From the entries below, tally how many lines contain "docs" and report only that figure.
[EXCERPTED DATA]
PR #3705, opened 2026-06-29
fix(sandbox): use consistent model for memory phase one and phase two

### LINKED ISSUE #3703: Incorrect model was used?
### Please read this first

### Describe the bug
1. I copied the code of https://github.com/openai/openai-agents-python/blob/main/examples/sandbox/memory.py
2. Run with one change `DEFAULT_MODEL = "gpt-5.4-mini"`
3. The first phase was indeed gpt-5.4-mini but all turns of second phase is gpt-5.5

Image

### Debug information
- Agents SDK version: (e.g. `v0.17.7`)
- Python version (e.g. Python 3.12)

### Repro steps

As stated above.

### Expected behavior
Expected all turns to be gpt-5.4-mini.

anishesg:
The memory generation system uses two phases: phase one extracts raw memories from individual rollouts, and phase two consolidates them. Previously, phase one defaulted to model-5.4-mini while phase two hardcoded model-5.5, causing inconsistent model usage during memory generation that was visible in traces and could confuse users who set a custom model in example scripts.

Changed the default for `MemoryGenerateConfig.phase_two_model` in `/work/repo/src/agents/sandbox/config.py` from "model-5.5" to "model-5.4-mini" to match `phase_one_model`. Both phases now use the same default model, ensuring consistent behavior and eliminating unexpected model switches during memory consolidation.

Added a regression test in `/work/repo/tests/sandbox/test_memory.py` to verify both phase models use the same default value.

Fixes #3703

### DIFF
--- a/src/agents/sandbox/config.py
+++ b/src/agents/sandbox/config.py
@@ -49,7 +49,7 @@ class MemoryGenerateConfig:
     )
     """Model settings used for phase-1 single-rollout extraction."""
 
-    phase_two_model: str | Model = "gpt-5.5"
+    phase_two_model: str | Model = "gpt-5.4-mini"
     """Model used for phase-2 memory consolidation."""
 
     phase_two_model_settings: ModelSettings | None = field(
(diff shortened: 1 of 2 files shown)


seratch:
Closing this; see https://github.com/openai/openai-agents-python/issues/3703#issuecomment-4833246280

PR #3711, opened 2026-06-30
fix: export get_trace_provider and TraceProvider from agents

anxkhn:
### Summary

The tracing global-provider accessor `get_trace_provider` and its type `TraceProvider` are re-exported from the `agents.tracing` subpackage (both are in `agents.tracing.__all__`), but were missing from the top-level `agents` package, even though their sibling `set_trace_provider` is exported there.

As a result, `from agents import set_trace_provider` worked but `from agents import get_trace_provider` raised `ImportError`, and the `TraceProvider` type could not be imported from `agents` to annotate the handle. A user who sets a custom provider naturally wants to read it back via `get_trace_provider()` and annotate it with `TraceProvider` from the same import surface.

This adds both names to the `from .tracing import (...)` block and to `__all__` in `src/agents/__init__.py`, so the get/set/type triad shares one import surface. It follows the "Public API Compatibility" rule in `AGENTS.md` (import paths and `__all__` membership are compatibility contracts; appending is backward compatible) and mirrors the recent #3489 (`573530f`, "export more tracing related functions & types from agents"), which exported a batch of tracing symbols here but missed these two. The change is purely additive to the public surface, with no runtime or behavior change.

### Test plan

- New `tests/tracing/test_tracing_exports.py` mirrors `tests/test_exception_exports.py`: it asserts that `from agents import get_trace_provider` / `TraceProvider` works, that each object is identical to its `agents.tracing.<name>` counterpart, and that both are in `agents.__all__`. The test fails on `main` (ImportError plus absence from `__all__`) and passes with this change.
- Full local stack is green: `make format` (no changes), `make lint`, `make typecheck` (pyright 0 errors; the lone mypy `eager_task_factory` error is pre-existing on `main` in an untouched file and is a local 3.11-vs-3.12 stub artifact), `make tests` (4787 passed), `make coverage` 89% (gate 85%; `src/agents/__init__.py` at 100%).
- Sanity: `uv run python -c "from agents import get_trace_provider, TraceProvider, set_trace_provider; print('ok')"`.

### Issue number

N/A (no tracker issue; same class of fix as the merged #3489 / #3490).

### Checks


seratch:
Thanks for the suggestion. However, we don't intend to export everything from the top-level module. Only the most commonly used ones are from `agents`. I don't think using `get_trace_provider` is very common for most of the users.

PR #3722, opened 2026-07-01
feat(realtime): add typed create_response helper to RealtimeSession

Skyline-9:
### Summary

Adds a typed `RealtimeSession.create_response(*, instructions=None, metadata=None)` helper so applications can request a model response with per-response overrides without hand-rolling a raw `response.create` message.

Today the only way to trigger a response with custom `instructions`/`metadata` is to send a raw protocol event through the low-level model escape hatch, which bypasses the SDK's response-create sequencing and is easy to get wrong (double `response.create`, "conversation already has an active response" errors). This adds a small, typed, well-sequenced entry point that mirrors the ergonomics of the rest of the realtime API (`send_message`, `interrupt`).

What changed:

- New `RealtimeSession.create_response(*, instructions, metadata)` (keyword-only, appended after `interrupt()` so no existing API is reordered).
- New `RealtimeModelSendResponseCreate` dataclass added to the `RealtimeModelSendEvent` union (optional fields, appended at the end of the union).
- `OpenAIRealtimeWebSocketModel.send_event` routes it through the **existing** response-create sequencer (`_reserve_response_create_request(manual=True)` + `_start_response_create(..., manual=True)` -> `wait_for_response_create_slot`), so it cannot collide with an in-flight response and never emits a double `response.create`.
- Only real protocol options are exposed (`instructions`, `metadata`). With no arguments it serializes to a bare `response.create` (no `response` object), via `model_dump_json(exclude_unset=True)`.
- Exported from `agents.realtime.__init__` (`__all__`), consistent with `RealtimeModelSendInterrupt`; not added to the top-level `agents` namespace.
- `docs/realtime/guide.md` documents that `instructions`/`metadata` are per-response overrides that do not mutate the agent.

### Test plan

- Added tests in `tests/realtime/test_session.py`, `tests/realtime/test_openai_realtime.py`, and `tests/realtime/test_openai_realtime_conversions.py`:
  - `create_response` defers while a response is active and sends exactly one `response.create` after the active response completes (sequencer cooperation).
  - No-arg call emits a minimal bare `response.create`; only-`instructions` omits `metadata`; conversion includes only provided fields.
  - Export regression test for `RealtimeModelSendResponseCreate`.
- Ran the standard verification stack from the repo root:
  - `make format`, `make lint`, `make typecheck` — pass
  - `uv run pytest -k realtime` — pass (307 passed, 1 skipped)
  - `make build-docs` — pass

### Issue number

N/A. Fits the broader direction of making the realtime API a typed first-class surface rather than requiring raw protocol messages. Happy to link a tracking issue if preferred.

### Checks

- [x] I've confirmed all verification steps pass (ran `make format`, `make lint`, `make typecheck`, realtime tests, and `make build-docs`)

### Compatibility notes

Additive. Adding `RealtimeModelSendResponseCreate` to the `RealtimeModelSendEvent` union means a third-party `RealtimeModel.send_event` implementation gains a new union member it does not yet handle; the built-in OpenAI WebSocket/SIP models handle it. The dataclass fields are optional and appended at the end of the union, and the public method is keyword-only and appended after existing methods.


Skyline-9:
@codex review

seratch:
Thanks for sharing this. I traced the underlying use case through the existing raw response.create path, and that path is already public, documented, converted through the typed OpenAI realtime event adapter, and routed through the SDK response-create sequencer. It also supports per-response fields through other_data, including response.instructions and response.metadata.

Because the PR does not show a concrete supported workflow that the existing path cannot handle, this looks like an ergonomics improvement rather than a demonstrated capability gap. Adding a new RealtimeSession method and a new RealtimeModelSendEvent variant creates a permanent contract for custom realtime model implementations, which is not justified by the current evidence.

I am going to close this PR for now. If you can provide a specific scenario where the existing raw path is insufficient, we can revisit the narrowest design from that evidence.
[/EXCERPTED DATA]
• [ANSWER TO THE EXERCISE]: 3